De moins en moins de bus électriques dans la future flotte de la RATP

Ligne 341 RATP bus électrique Bolloré

Le bus électrique a de moins en moins la cote auprès d’Ile-de-France Mobilités. Selon nos informations, l’autorité organisatrice des transports franciliens vient en effet de demander à la RATP d’abaisser la part de bus électriques dans son programme de renouvellement de la flotte. Rappelons que dans son plan Bus 2025 présenté il y a un peu plus de cinq ans, la RATP prévoyait une méga-commande de 4 500 bus, dont 80 % devaient être électriques et 20 % devaient rouler au biogaz.

Au fil du temps, la répartition entre les deux motorisations a évolué, réduisant la proportion des bus aux deux tiers du total, le reste devant être constitué de bus fonctionnant au gaz.

En cause : le coût trop élevé

Une nouvelle réduction de la part des bus électrique vient donc d’être demandée par IDFM qui souhaite désormais une flotte constituée pour moitié de bus électriques et pour l’autre moitié de bus au gaz.
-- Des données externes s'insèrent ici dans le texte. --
PR #1086, opened 2022-03-12
configure: customizable AR and RANLIB

jb55:
This is needed for emscripten wasm builds

Signed-off-by: William Casarin <jb55@jb55.com>


real-or-random:
It's a nice discovery that the wasm failure is related to `ar`. Can you test #1088 instead? I think that's the modern and recommended to solve the problem.

jb55:
Closing in favor of #1088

En cause : les contraintes liées à l’autonomie et à la recharge mais surtout l’investissement très élevé nécessaire à l’exploitation des bus électriques, que ce soit le coût d’achat du matériel lui-même, celui des batteries ou de l’infrastructure à mettre en place (les dépôts).

Cette situation profite donc aux bus à gaz « qui sont plus faciles à déployer et à entretenir et qui sont plus fiables », explique à VRT Laurent Probst, le directeur général d’IDFM. Toutefois, ajoute-t-il, comme on ne peut exploiter des bus au gaz partout, ceux-ci rouleront surtout en banlieue, tout particulièrement en grande couronne. « Pour que les bus au gaz soient propres, il faut qu’ils roulent au biogaz. Comme la région investit beaucoup dans la production de biogaz, quand les bus au gaz arriveront de façon massive sur le territoire, nous serons capables de les alimenter », précise encore le directeur général d’IDFM.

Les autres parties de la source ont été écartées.